O Cenipa (Centro de Investigação e Prevenção de Acidentes Aeronáuticos), órgão da Força Aérea Brasileira, foi acionado para apurar as circunstâncias da queda de um avião bimotor ocorrida na manhã da última sexta-feira (3), em área de mata próxima ao Aeroporto Santa Maria, em Campo Grande. O acidente deixou duas mortes: o piloto Henrique Martin e a pesquisadora alemã Lydia Theresia Möcklinghoff.

A aeronave, um modelo Neiva EMB-810D Seneca, não possuía caixa-preta. Segundo apuração no local, o modelo não é equipado com gravadores de voo, o que não configura irregularidade. Em aeronaves menores, essa ausência é comum e faz com que a investigação dependa de outras fontes de informação.

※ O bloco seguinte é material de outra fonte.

PR #3, opened 2021-07-09
BXC-3173 - Index of flat collections

bbpennel:
https://jira.lib.unc.edu/browse/BXC-3173

* Adds a command and services to produce a sqlite database containing exported records from CDM, using the retrieved field information to produce the schema
* Adds properties to keep track of export and indexing state.

### DIFF
--- a/src/main/java/edu/unc/lib/boxc/migration/cdm/model/CdmFieldInfo.java
+++ b/src/main/java/edu/unc/lib/boxc/migration/cdm/model/CdmFieldInfo.java
@@ -17,7 +17,9 @@ package edu.unc.lib.boxc.migration.cdm.model;
 
 import java.util.ArrayList;
 import java.util.Arrays;
+import java.util.HashSet;
 import java.util.List;
+import java.util.Set;
 import java.util.stream.Collectors;
 import java.util.stream.Stream;
 
@@ -30,6 +32,8 @@ import org.apache.jena.ext.com.google.common.collect.Streams;
  */
 public class CdmFieldInfo {
     public static final String CDM_ID = "cdmid";
+    public static final Set<String> IGNORE_FIELDS = new HashSet<>(Arrays.asList(
+            "dmoclcno", "dmcreated", "dmmodified", "dmrecord"));
     public static final List<String> RESERVED_FIELDS = Arrays.asList(
             CDM_ID, "cdmcreated", "cdmmodified", "cdmfile", "cdmpath");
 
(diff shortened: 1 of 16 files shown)


src/main/java/edu/unc/lib/boxc/migration/cdm/model/CdmFieldInfo.java
```diff
@@ -16,14 +16,27 @@
...
+
+import org.apache.jena.ext.com.google.common.collect.Streams;
 
 /**
  * Information describing the fields present in a CDM collection
  *
  * @author bbpennel
  */
 public class CdmFieldInfo {
+    public static final String CDM_ID = "cdmid";
```
lfarrell, line 34: Should this be its own constant if no other field is?

src/main/java/edu/unc/lib/boxc/migration/cdm/services/CdmIndexService.java
```diff
@@ -0,0 +1,227 @@
...
+        }
+    }
+
+    private String makeInsertTemplate(List<String> exportFields) {
+        return "insert into " + TB_NAME + " values ("
+                + exportFields.stream().map(f -> "?").collect(Collectors.joining(","))
+                + ")";
+    }
+
+    private void indexDocument(Document doc, Connection conn, String insertTemplate, List<String> exportFields)
```
lfarrell, line 110: Just a general question. Is there only one table?

lfarrell (changes requested):

src/main/java/edu/unc/lib/boxc/migration/cdm/services/CdmIndexService.java
bbpennel: yes, currently its a single table

src/main/java/edu/unc/lib/boxc/migration/cdm/model/CdmFieldInfo.java
bbpennel: I made a this one into a constant because I needed to reference the field in another location down here https://github.com/UNC-Libraries/cdm-to-boxc-migration-util/pull/3/files/c22414f4f71187771a869e4762ccfece64ac086b
I didn't need to refer to any of the other reserved fields by name anywhere else so far, but i would probably make constants for them if i end up needing to do so

lfarrell (approved):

De acordo com dados do Cenipa, quando há caixas-pretas, os equipamentos são retirados e enviados a laboratórios especializados, onde são extraídos dados como altitude, velocidade, trajetória e comunicações da cabine. Sem esses dispositivos, a apuração se apoia na análise dos destroços, registros de manutenção, dados meteorológicos, GPS e depoimentos de testemunhas e controladores de tráfego aéreo.

O trabalho segue protocolo técnico dividido em fases e começa ainda no local do acidente. As equipes realizam o registro completo da área com fotos, vídeos, medições e mapeamento da posição dos destroços. Peças críticas, como motores, hélices e instrumentos, podem ser recolhidas para análise em laboratório ou armazenadas até o fim dos exames.

A partir dessas evidências, os investigadores reconstroem a dinâmica do acidente considerando três eixos principais: fator material, ligado a possíveis falhas mecânicas; fator humano, que envolve experiência, saúde e decisões do piloto; e fator operacional e ambiental, relacionado ao clima, visibilidade e procedimentos de voo.

Segundo o delegado Sam Suzumura, da Polícia Civil, uma das hipóteses iniciais é de que o mau tempo possa ter contribuído para o acidente, mas a conclusão depende da análise técnica da aeronave. Ele citou a possibilidade de que o nevoeiro tenha dificultado a orientação do piloto logo após a decolagem, mas reforçou que a avaliação ainda é preliminar.

As investigações do Cenipa ocorrem de forma paralela às apurações policiais, podendo haver troca de informações, mas com objetivos distintos. Enquanto a polícia busca eventuais responsabilidades, o Cenipa atua na prevenção. O resultado é o Relatório Final de Investigação, que apresenta os fatores que contribuíram para o acidente e traz recomendações de segurança, sem identificação das pessoas envolvidas.

Mesmo sem caixa-preta, o Cenipa cruza dados técnicos, operacionais e humanos para reconstituir o voo. As investigações não têm prazo fixo e geralmente levam de um a dois anos para serem concluídas. Após o término, os destroços das aeronaves são devolvidos aos proprietários.

Em 10 anos, Mato Grosso do Sul registrou 230 ocorrências aéreas, com 24 mortes. O estado já contabilizou 18 acidentes aéreos neste ano.